You Should Have Sex On Your Period
Firstly, period sex is fucking awesome. I realise some people think having sex on your period is gross – plus there’s an outdated and unnecessary stigma attached to it – but it’s honestly not.
If you’ve never had sex on your period, I really encourage you to get on board*.
‘Why?’ you may ask. Well, reasons include but are not limited to:
- The extra water retained in your pelvic region places additional pressure on your G spot
- You’re likely to be feeling extra sensitive and aroused during this time due to low levels of progesterone
- Orgasms help relieve menstrual cramps and release endorphins, which make you feel whole lot better about having to bleed for several days every month.
(Maybe not a whole lot better, but slightly less resentful.)
I know you might be thinking ‘What if I bleed all over the place?’ Or ‘What if I gross out my bed buddy?’
I do understand both of these concerns, but trust me, you won’t bleed all over the place and hopefully your sexual partner is open minded enough not to find it icky. Embrace the opportunity to be initiated into the world of period sex!
I’ve found that when I have sex on my period it tends to stop, or slow down the flow for the duration of the coitus. Sure, a few smears of blood might find their way onto my thighs, the towel I’ve placed under myself or the person I’m having sex with, but we’re not talking great sprays of blood here people.
No matter how you might imagine it, it’s not going to be a Monty Python, ‘Holy Grail,’ ‘Just a Flesh Wound’ type of situation.
I’m always thankful that there’s less blood than I would expect, and it’s the only considerate aspect of my period’s monthly intrusion. Thanks Flo.
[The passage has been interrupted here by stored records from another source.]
Issue #288, opened 2025-01-30
Global Properties Config Serializer fails on OpenMRS 2.7+


mseaton:
Due to the version of XStream used in OpenMRS Core 2.7+, additional configuration needs to be done on new instances of XStream serializers to allow deserialization of specific classes.  Without such a change, trying to load in global property xml files in an OpenMRS 2.7.x environment results in a failure, with an error like the following:

```com.thoughtworks.xstream.security.ForbiddenClassException: org.openmrs.module.initializer.api.gp.GlobalPropertiesConfig```

mseaton:
PR here:  https://github.com/mekomsolutions/openmrs-module-initializer/pull/289

@ibacher / @Ruhanga - this is a blocker for using Iniz on the latest versions of OpenMRS

mseaton:
This fix has been merged (see commit above).  Closing this out.  Thanks @Ruhanga !

PR #289, opened 2025-01-30
#288 - Fix Global Properties loading for OpenMRS 2.7+

mseaton:


api/src/main/java/org/openmrs/module/initializer/api/InitializerSerializer.java
```diff
@@ -53,6 +57,15 @@ public static XStream getGlobalPropertiesConfigSerializer() {
...
 		xs.aliasField("value", GlobalProperty.class, "propertyValue");
+		try {
+			Method allowTypeHierarchy = XStream.class.getMethod("allowTypeHierarchy", Class.class);
+			allowTypeHierarchy.invoke(xs, GlobalPropertiesConfig.class);
+			allowTypeHierarchy.invoke(xs, GlobalProperty.class);
+			log.debug("Successfully configured global properties config serializer with allowed types");
+		}
+		catch (Exception e) {
+			log.debug("Error configuring global properties config serializer with allowed types", e);
+		}
```
Ruhanga, line 68: This logic seems to imply that it fails on older versions of core. We might not necessarily need a separate `InitializerSerializer_2_7`, but it could be useful to have some unit test(s) enforcing the logic .

mseaton: Not sure what you mean about `this logic seems to imply that it fails on older versions of core`.  I don't think it implies that.  But your point about having some unit tests that actually show this failure and prove that this fixes it is totally valid.  I copied the test from the `api` project (which tests using OpenMRS 2.1) into the `api-2.7` project (which tests using OpenMRS 2.7).  This test fails without my fix above, which is easily testable if you comment out lines 62 and 63 above.

Ruhanga: > Not sure what you mean about `this logic seems to imply that it fails on older versions of core`.

@mseaton, sorry for the confusion. I was just wondering why the error is logged instead of actually re-throwing a runtime exception.

mseaton: I see @Ruhanga .  It is logged as it is assumed that any Exception thrown by this block is due to the fact that this method is not present in the Xstream library, which is an expected condition for any platform < 2.7.

Ruhanga: Alright, makes sense to me. Thanks @mseaton.

Ruhanga (approved):

Issue #290, opened 2025-01-30
DeleteDomainChecksumsChangesetIntegrationTest fails in some environments


mseaton:
Trying to build the module from latest today, I consistently ran into a test failure with the `DeleteDomainChecksumsChangesetIntegrationTest` test.

Investigating this a little bit, I believe this is due to a dirtied context that affects the conditions this test needs to execute, as this test passes on it's own and currently passes on github actions, but fails in my local environment.

My suspicion is that this class depends on some specific LIQUIBASECHANGELOG and LIQUIBASECHANGELOGLOCK tables existing, yet there are some tests that create and delete these tables within the context, namely the teardown method of `LiquibaseLoader25IntegrationTest` which runs:

```
	@After
	public void teardown() {
		adminService.executeSQL("drop table LIQUIBASECHANGELOG", false);
		adminService.executeSQL("drop table LIQUIBASECHANGELOGLOCK", false);
	}
```

mseaton:
PR here:  https://github.com/mekomsolutions/openmrs-module-initializer/pull/291
Not really the most elegant solution, and doesn't really address the underlying issue, but it does fix things.

mseaton:
Committed, see above.  Thanks @Ruhanga

PR #291, opened 2025-01-30
#290 - Fix collisions between unit tests

mseaton:


Ruhanga (approved):
I don't anticipate any issues with this. LGTM!

PR #294, opened 2025-02-18
Upgraded validator's OpenMRS core to 2.6.9.

Ruhanga:
Upgrades validator to OpenMRS Core 2.6.9.

### DIFF
--- a/api-2.4/src/test/java/org/openmrs/module/initializer/api/BillableServicesLoaderIntegrationTest.java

As a squirter, I’m used to preparing the surface I’m having sex on beforehand anyway to ensure there’s minimal post-squirt clean up. So, as a result, I’m already prepared for the additional fluids that might occur.
Whilst I would generally prefer not to have a one night stand whilst on my period – or have it coincide with the first time I go to funky town with a new lover – I’ve done it on both accounts. Both times were unplanned, and thankfully my sexual partners weren’t dicks about it. These days, unless it’s the first day of my period (which coincides with angry jabby pains in the general uteral region), I’m still keen to get it on while surfing the crimson wave.
Squirting On My Period
Uteri and vaginas are magical. They can grow an entire, perfectly formed human being in there and expand widely enough for you to (painfully) get it out, and despite bleeding from them for several days every month, we all still survive.
Another reason I think mine is a mystical wonder, is that whilst I’m shedding my uteral lining I can still experience female ejaculation. I really am dumbfounded by the mechanics of this, but here we are.
I’ve also found that when I get turned on, even if I’m wearing a tampon, my yoni still produces the horny secretions that make me feel ‘wet’ down there. The juices seem to be able to work their way around the cylindrical swab of cotton, and down to coat the outer region of my pussy. Even when I take out the tampon, I’m still lubricated and ready to rumble.
I find that during period sex, I can orgasm, and subsequently, squirt more easily. I’m not sure if it’s a result of being hyper randy or the extra fluid pressing down on my G spot, but the time involved in the build up towards gushing is reduced, and after just a few minutes of pumping, the towel underneath me is soaked.
As a gusher, I’m continually surprised by the amount of liquid that I ejaculate, but during my period my body seems to really up the ante.
Is the fluid bloody? Shockingly, no. It almost seems as though my lady juice separates itself from the bloody smudges of the period sex, and it’s not in the least bit gruesome.
Do you squirt whilst on your period? I’d love to hear about it!
*Unless of course you are someone who feels totally rubbish on their period, with no randy tendencies and doesn’t want anyone coming within a 5 km radius of their pelvic region until it’s calmed the fuck down, and finished with its cramping and stabby pains. In which case, here; take this hot water bottle, an entire block of dairy milk and feel free to crawl into the foetal position for the next few days.